WARSAW, 25 April 2017 – Michael Georg Link, Director of the OSCE Office for Democratic Institutions and Human Rights (ODIHR) and Professor Ingeborg Gabriel, Personal Representative of the OSCE Chairperson-in-Office on Combating Racism, Xenophobia and Discrimination, also focusing on Intolerance and Discrimination against Christians and Members of Other Religions, today expressed serious concern over the decision of the Supreme Court of the Russian Federation to declare the Jehovah’s Witnesses’ national headquarters and all local communities “extremist” and to ban their activities with immediate effect.
“I’m deeply concerned by this unwarranted criminalization of the peaceful activities of members of the Jehovah’s Witnesses communities in Russia, eliminating this community as a viable entity in the country,” said Director Link. “This Supreme Court decision poses a threat to the values and principles that democratic, free, open, pluralistic and tolerant societies rest upon.”
Professor Gabriel said: “This ban persecuting peaceful persons for mere acts of worship clearly violates the fundamental right to religious freedom and with it international human rights standards as also guaranteed by the Constitution of the Russian Federation.
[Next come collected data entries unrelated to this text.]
PR #18366, opened 2026-06-08
add context for the `idx search` command

fdncred:
## Description

This PR add the ability to have a "before_context" and "after_context" in the `idx search` command by using the `--context/-c` parameter and a range.

### Added `--context` support to `idx search`
Add context to your `idx search` queries by using `--context/-c` and a nushell range. The range has to be in the form of negative_number..positive_number where negative_number is the before lines to show and the positive_number is the after lines to show in the `with_context` record key.

Screenshot 2026-06-08 at 10-15-31

### DIFF
--- a/crates/nu-command/src/filesystem/idx/export.rs
+++ b/crates/nu-command/src/filesystem/idx/export.rs
@@ -29,7 +29,7 @@ impl Command for IdxExport {
 
     fn examples(&self) -> Vec<Example<'_>> {
         vec![Example {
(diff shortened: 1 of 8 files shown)


fdncred:
I wonder if `line` should have a different name like `hit` or `match`?

Juhan280:
Can we also have `int` type, like `--context 2` be equivalent to `--context -2..2`

fdncred:
see https://github.com/nushell/nushell/pull/18368

PR #18371, opened 2026-06-09
Expose `NuTester` internals

cptpiepmatz:
## Description

This PR exposes the internals of `NuTester` allowing to test more complicated situations that require access to the engine state and/or the stack. The struct is marked as `non_exhaustive` to ensure that a new `NuTester` instance is still created using the provided methods. Modifying the internals of the tester may mess something up but since this testing code, this should be fine. Also all the easy methods are still available to use.

/cc @132ikl 

n/a

## Additional notes

- related #18349


132ikl:
thanks!!

PR #18387, opened 2026-06-10
http: use the response body for the error message

### LINKED ISSUE #15091: `http` commands should include the response body in errors
### Related problem

Often times, when an HTTP endpoint returns an error, it also puts clarifying notes in the response body.  Currently, if a 4xx error code is returned, Nushell simply throws a `nu::shell::network_failure`, which is suboptimal:

```Nushell
~> $token | http post https://iam.api.cloud.yandex.net/iam/v1/tokens
Error: nu::shell::network_failure

  × Network failure
   ╭─[entry #6:1:20]
 1 │ $token | http post https://iam.api.cloud.yandex.net/iam/v1/tokens
   ·                    ───────────────────────┬──────────────────────
   ·                                           ╰── Cannot make request to "https://iam.api.cloud.yandex.net/iam/v1/tokens". Error is "https://iam.api.cloud.yandex.net/iam/v1/tokens: status code 401"
   ╰────
```

One has to use `--allow-errors` to get the actual response:

```Nushell
~> $token | http post --allow-errors https://iam.api.cloud.yandex.net/iam/v1/tokens
─────────┬─────────────────────────────────────────────────────────────────────────────────────────
 code    │ 16                                                                                      
 message │ User does not registered in Yandex.cloud                                                
 details │ ...
─────────┴─────────────────────────────────────────────────────────────────────────────────────────
```

Create a custom error HTTP response error, which perhaps should put the response body in notes.  And a more concise error highlight, since the current one repeats the same URL 3 times (once in the command and twice in the highlight message).

Using `--allow-errors`, but that can be inconvenient in case the script should actually error on a 4xx response.  In this case, you'd need to use `--full` too and write out custom error throwing logic.

_No response_

madjar:
## Description

When a failure occurs with an external API, the body of the response usually contains information about the error.

This commit uses that body as the error message when such an error occurs, so the user gets immediate feedback instead of a generic message about getting a 400. This is especially useful during interactive use when experimenting with an API.

This behaviour is only enabled when the response is application/json, as a proxy for "is an API, and the body is likely to be relevant".

Before: 
image

After:
image

The http commands now use the response body as error message when getting an error response.

## Additional notes

Fixes #15091

### DIFF
--- a/crates/nu-command/src/network/http/client.rs
+++ b/crates/nu-command/src/network/http/client.rs
@@ -880,6 +880,8 @@ pub fn request_add_custom_headers<B>(
 
 fn handle_status_error(span: Span, requested_url: &str, response: &mut Response) -> ShellError {
     let msg = if response.header("content-type") == Some("application/json") {
+        // We use a json response as a heuristic to mean the body will contain a relevant error message.
+        // This can be widened if the assumption is wrong.
         response
             .body_mut()
             .read_to_string()
--- a/crates/nu-command/src/network/http/client.rs
+++ b/crates/nu-command/src/network/http/client.rs
@@ -13,7 +13,6 @@ use base64::{
     engine::{GeneralPurpose, general_purpose::PAD},
 };
 use dns_lookup::LookupErrorKind;
-use http::StatusCode;
 use log::error;
 use multipart_rs::MultipartWriter;
 use nu_engine::command_prelude::*;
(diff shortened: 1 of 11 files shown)


crates/nu-protocol/src/errors/shell_error/mod.rs
```diff
@@ -821,6 +821,22 @@ pub enum ShellError {
...
     },
 
+    /// An HTTP request return an error code.
+    ///
+    /// ## Resolution
+    ///
+    /// Check the response body for more details.
+    #[error("HTTP Error {code} ({reason}): {url}")]
+    #[diagnostic(code(nu::shell::http_error))]
+    HttpError {
```
WindSoilder, line 831: After introducing this variant, `NetworkFailure` is useless, you can delete it.

crates/nu-command/src/network/http/client.rs
```diff
@@ -879,36 +878,25 @@ pub fn request_add_custom_headers<B>(
...
-        c => ShellError::NetworkFailure {
-            msg: format!(
-                "Cannot make request to {:?}. Error is {:?}",
-                requested_url,
-                c.to_string()
-            ),
-            span,
-        },
+fn handle_status_error(span: Span, requested_url: &str, response: &mut Response) -> ShellError {
+    let msg = if response.header("content-type") == Some("application/json") {
```
WindSoilder, line 882: Please add a comment why `application/json` is special

WindSoilder (changes requested):
Hi, thanks for your contribution!  I left some comments

crates/nu-protocol/src/errors/shell_error/mod.rs
madjar: It is still used on ConnectionFailure, other unhandled error in handling of the http request, and when the redirect mode is set to `error`. I'm not sure how to map these cases to `HttpError` because they don't have a code (or a reason).

WindSoilder: OK, thank you for clarify

WindSoilder (approved):
Thanks!  LGTM

PR #9314, opened 2023-05-29
restore cursor shape when exits

nibon7:
# Description
This PR restores cursor shape when nushell exists.

Fixes #9243 

Related [nushell/reedline#574](https://github.com/nushell/reedline/pull/574)

# User-Facing Changes

* windows

https://github.com/nushell/nushell/assets/15247421/ede8d1c0-ecd1-40b0-87b0-6393c1a7160f

* linux

https://github.com/nushell/nushell/assets/15247421/b428f17e-05cb-45ad-aa5f-3a9753fd9176

* macos

https://github.com/nushell/nushell/assets/15247421/5170dabd-8b9f-4bad-a7a2-bdabfca45cca

# Tests + Formatting

# After Submitting

PR #18389, opened 2026-06-10
refactor exit logic

Tyarel8:
## Description
Removed an exception on the repl that intercepted `exit` followed by an optional int and exited nushell directly. This was to `drop` the reedline object before exiting in order to restore the cursor (#9314), but it wouldn't work if the `exit` was after a pipeline, or inside a custom command, etc.

Now, the cursor restoring should happen regardless of how you call `exit` and it will also remove the confusing behavior when you shadow `exit` with a custom command, as that would be ignored when typing `exit` but not `print test ; exit` for example.

Typing `exit` in the repl will no longer use a different logic and will call the `exit` command normally. Furthermore, any invocation of `exit` (e.g. inside a keybind of custom command) will restore the terminal cursor to the state it was before rather than only in the aforementioned case.

### DIFF
--- a/crates/nu-cli/src/repl.rs
+++ b/crates/nu-cli/src/repl.rs
@@ -12,7 +12,7 @@ use crate::{
     prompt_update,
     reedline_config::{KeybindingsMode, add_menus, create_keybindings},
     syntax_highlight::NoOpHighlighter,
-    util::eval_source,
+    util::{eval_source, evaluate_source},
 };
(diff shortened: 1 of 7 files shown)


Tyarel8:
I have been using nushell with this pr for a few days to make sure there aren't any issues tests are not catching and I haven't found any so far. Please let me now if there are any problems.

cptpiepmatz (approved):
I think that looks good, let's give a go

Issue #13577, opened 2024-08-09
exclamation points expand even inside quotation marks


Taywee:
### Describe the bug

If I try to run a command with an exclamation point followed by an integer inside a string, it will be automatically substituted.  I can't find a way to prevent this from happening, and I don't think it should happen inside strings anyway.

### How to reproduce

Try to execute `perl -e 'my $x = !0; print($x);'` in Nushell.  It automatically expands the `!0` in this situation.

### Expected behavior

Do not expand inside strings.

### Configuration

| key                | value                                                      |
| ------------------ | ---------------------------------------------------------- |
| version            | 0.96.1                                                     |
| major              | 0                                                          |
| minor              | 96                                                         |
| patch              | 1                                                          |
| branch             |                                                            |
| commit_hash        |                                                            |
| build_os           | linux-x86_64                                               |
| build_target       | x86_64-unknown-linux-gnu                                   |
| rust_version       | rustc 1.80.0 (051478957 2024-07-21) (Fedora 1.80.0-1.fc40) |
| cargo_version      | cargo 1.80.0 (376290515 2024-07-16)                        |
| build_time         | 2024-08-01 00:00:00 +00:00                                 |
| build_rust_channel | release                                                    |
| allocator          | mimalloc                                                   |
| features           | default, sqlite, system-clipboard, trash                   |
| installed_plugins  | bexpand 1.3.9, gstat 0.96.0                                |

NotTheDr01ds:
I agree with this.  While I can think of use-cases for it inside quotes, those use-cases can be filled by using `history` inside a interpolated subexpression rather than a history substitution.

Note (not that this is helpful, but) the expansion only seems to take place when preceded by whitespace. `'!!'`, for instance, is not expanded, nor is `a!! `, etc.

sholderbach:
Yes this bug is the result of the `!!` etc. expansion being directly handled in [reedline](https://github.com/nushell/reedline) (with the `bashism` feature) and it being not directly aware of the full syntax of Nushell (or any other language people may be using with it).

This should change to being something which we implement on top of a syntactical analysis inside nushell with some hook/mechanism for expansion in reedline.

- https://github.com/nushell/reedline/issues/556
- https://github.com/nushell/reedline/issues/311

PR #18390, opened 2026-06-10
fix: use new highlighter api for better abbr expansion

### LINKED ISSUE #18315: Bashisms don't work when typing string arguments
### Bug report form

### Describe the bug

If you type `!!` or `!$` when typing a command with string arguments, they are not properly expanded

Bisected to #18197 (cc @casedami, @fdncred)

### How to reproduce

1. Type `echo hi` and press enter
2. Type `echo !$` or `echo !!` and press enter
The second command will output `!$`/`!!`

### Expected behavior

The `!$`/`!!` should be expanded, making the result of the second command `hi`/`echo hi`

### Configuration

| key                  | value                                                                                                                                                                                                                                     |
| -------------------- | ----------------------------------------------------------------------------------------------------------------------------------------------------------------------------------------------------------------------------------------- |
| version              | 0.113.1                                                                                                                                                                                                                                   |
| major                | 0                                                                                                                                                                                                                                         |
| minor                | 113                                                                                                                                                                                                                                       |
| patch                | 1                                                                                                                                                                                                                                         |
| branch               | makepkg                                                                                                                                                                                                                                   |
| commit_hash          | 7b7df4aa68e957cf38b9d8157c35fa7523f44a6d                                                                                                                                                                                                  |
| build_os             | linux-x86_64                                                                                                                                                                                                                              |
| build_target         | x86_64-unknown-linux-gnu                                                                                                                                                                                                                  |
| rust_version         | rustc 1.95.0 (59807616e 2026-04-14) (Arch Linux rust 1:1.95.0-1)                                                                                                                                                                          |
| cargo_version        | cargo 1.95.0 (f2d3ce0bd 2026-03-21) (Arch Linux rust 1:1.95.0-1)                                                                                                                                                                          |
| build_time           | 2026-05-30 01:03:10 +00:00                                                                                                                                                                                                                |
| build_rust_channel   | release                                                                                                                                                                                                                                   |
| allocator            | standard                                                                                                                                                                                                                                  |
| features             | default, mcp, network, plugin, rustls-tls, sqlite, trash-support                                                                                                                                                                          |
| installed_plugins    | custom_values 0.1.0, example 0.111.1-nightly.31, explore_ir 0.6.0, formats 0.111.1-nightly.31, gstat 0.111.1-nightly.31, inc 0.111.1-nightly.31, polars 0.111.1-nightly.31, query 0.111.1-nightly.31, stress_internals 0.111.1-nightly.31 |
| experimental_options | example=false, reorder-cell-paths=true, pipefail=true, enforce-runtime-annotations=true, native-clip=true, cell-path-types=true                                                                                                           |

casedami:
## Additional notes

- fixes #18315 

sorry been busy this week so i was delayed getting this up @fdncred 

note that for internal calls such as `echo` the expansion 'bug' described in #18315 would still occur since the bang expression is parsed as a string which we've marked as a non-expansion condition. not sure if/how we want to get around that.

also, running `cargo update -p reedline` isn't updating reedline to the latest commit -- any help there?

### DIFF
--- a/Cargo.lock
+++ b/Cargo.lock
@@ -7182,8 +7182,7 @@ dependencies = [
 [[package]]
 name = "reedline"
 version = "0.48.0"
-source = "registry+https://github.com/rust-lang/crates.io-index"
-checksum = "201e8e0160cbe7bb5eb2caccf281e178e77fac95115ab31a2c29edc5593603c8"
+source = "git+https://github.com/nushell/reedline?branch=main#bab11cfda424c940bf681c4864d1c1cd51199984"
 dependencies = [
  "arboard",
  "chrono",
--- a/Cargo.toml
+++ b/Cargo.toml
@@ -461,7 +461,7 @@ bench = false
 # To use a development version of a dependency please use a global override here
 # changing versions in each sub-crate of the workspace is tedious
 [patch.crates-io]
-# reedline = { git = "https://github.com/nushell/reedline", branch = "main" }
+reedline = { git = "https://github.com/nushell/reedline", branch = "main" }
 # nu-ansi-term = { git = "https://github.com/nushell/nu-ansi-term.git", branch = "main" }
 
 # Run all benchmarks with `cargo bench`
--- a/crates/nu-cli/src/syntax_highlight.rs
+++ b/crates/nu-cli/src/syntax_highlight.rs
@@ -8,7 +8,7 @@ use nu_protocol::{
     ast::{Block, Expr, Expression, PipelineRedirection, RecordItem},
     engine::{EngineState, Stack, StateWorkingSet},
 };
-use reedline::{Highlighter, StyledText};
+use reedline::{AbbrExpandContext, Highlighter, StyledText};
 use std::sync::{Arc, Mutex};
 
 struct HighlightCache {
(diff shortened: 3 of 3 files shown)


fdncred:
> cargo update -p reedline

you have to uncomment this line I think and then do that `cargo update -p reedline` and it should update the Cargo.toml and Cargo.lock file. The .lock file is what you'll need to check for proper updates.
https://github.com/nushell/nushell/blob/8d4674a6c994627a224d2675988f00fb43e4d10e/Cargo.toml#L468

fdncred:
I pushed an update to update to the latest commit in reedline.

@casedami We want bashisms to work as they did before as much as possible so `echo hi` and then `echo !$` should be `echo hi`. Can you make it do that?

casedami:
Yeah i can do that

casedami:
i think this would require removing any restrictions on the bashisms expansion veto since in a command like `echo !!`, `!!` registers as `Flatshape::String` (for context, strings are the only shape that vetoes bashism expansion).

we could add a mechanism for expanding bashisms that is *not* `enter` or `space` so that expanding them is more intentional, or we could have a mechanism for reverting an expansion so that you can submit a command without the expansion occurring? 

im not sure what the best fix would be. of course we can simply remove the string veto for bashisms for now since that will revert it back to the behavior from before, but it will allow things like #13577 to occur.

fdncred:
`echo !!` should return the entire last command... I think.

Another thing I thought of is expanding abbreviations to support things like `!!`, `!$`, `!n`. For now, I'd just like to remove any breaking changes.

casedami:
ok this change will restore that behavior

fdncred:
ok, let's land this to get the latest reedline commit and these changes in. We still need to figure out how to fix the problem whether it's expanding abbreviations and eliminating so-called bashisms or some other way.

Thanks for all your help @casedami !!

PR #383, opened 2019-11-01
Create rest api client library

haonliu:
#### Description of changes

- Create rest api client library.
- Moved Rest API Request and Response typings to service library package 
- Authentication is not included in this PR.

#### Pull request checklist


packages/web-api-client-library/src/a11y-service-client.ts
```diff
@@ -0,0 +1,49 @@
...
+    }
+
+    private getRequestOptions(requestBody?: Object): request.RequestPromiseOptions {
+        return {
+            json: requestBody,
+            qs: {
+                'api-version': this.apiVersion,
+            },
+            headers: {
+                'Content-Type': 'application/json',
```
devaradhanm: you might also need to pass auth token that you get by calling aad

packages/web-api-client-library/src/a11y-service-client.ts
```diff
@@ -0,0 +1,49 @@
+// Copyright (c) Microsoft Corporation. All rights reserved.
+// Licensed under the MIT License.
+import { injectable } from 'inversify';
+import * as request from 'request-promise';
+
+@injectable()
+export class A11yServiceClient {
+    constructor(private readonly baseUrl: string, private readonly apiVersion = '1.0', private readonly httpRequest = request) {}
```
devaradhanm: how do you make sure that you don't create more than one http agent?

.vscode/workspace.code-workspace
```diff
@@ -64,6 +64,10 @@
             "name": "web-workers",
             "path": "../packages/web-workers"
         },
+        {
+            "name": "web-api-client-library",
```
devaradhanm: may be just call it web-api-client

haonliu: updated.

packages/web-api-client-library/src/a11y-service-client.ts
haonliu: As discussed offline auth will not be included in this PR.

packages/web-api-client-library/src/a11y-service-client.ts
haonliu: We are using node js request package which provides option to use [forever-agent](https://github.com/request/forever-agent).

devaradhanm: does it create a new forever agent for every request, or does it reuse the same agent?

haonliu: discussed offline

haonliu: Verified that the client will reuse the same https agent.

packages/web-api-client/package.json
```diff
@@ -0,0 +1,44 @@
+{
+    "name": "web-api-client-library",
```
devaradhanm: call it web-api-client

packages/web-api-client/src/register-web-api-client-library-to-container.ts
```diff
@@ -0,0 +1,12 @@
+// Copyright (c) Microsoft Corporation. All rights reserved.
+// Licensed under the MIT License.
+import * as inversify from 'inversify';
+import { A11yServiceClient } from './a11y-service-client';
+
+export function registerWebApiClientLibraryToContainer(container: inversify.Container): inversify.Container {
```
devaradhanm: this should not be in this package. let this be inside the web-worker's container setup.

packages/web-api-client/package.json
haonliu: updated

PR #395, opened 2019-11-08
add app reg sec names in typing

haonliu:
#### Description of changes

add app reg sec names in typing

#### Pull request checklist


packages/azure-services/src/key-vault/secret-names.ts
```diff
@@ -5,4 +5,6 @@ export const secretNames = {
     cosmosDbKey: 'cosmosDbKey',
     storageAccountName: 'storageAccountName',
     storageAccountKey: 'storageAccountKey',
+    serverAppRegistrationSecret: 'A11yServiceServerAppRegistration',
```
manishsat: remind me what these are used for?

haonliu: They are used in authentication. In web worker we only need serverAppRegistrationSecret, in the future like e2e test we will use clientAppRegistrationSecret (consumer app).

PR #404, opened 2019-11-13
Adding Availability test by calling all our rest apis

devaradhanm:
#### Description of changes
With this PR we have added changes required to call the rest apis using activity trigger & then use app insights' trackAvaliability api to measure availability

It, therefore, needs to be revised as soon as possible.”
ODIHR has also received troubling reports from civil society organizations of police halting religious services of Jehovah’s Witnesses, detaining individual believers, confiscating Bibles during worship meetings, as well as the arbitrary application of other law enforcement measures against individual Jehovah’s Witnesses and their communities, following the lodging of the lawsuit by the Ministry of Justice.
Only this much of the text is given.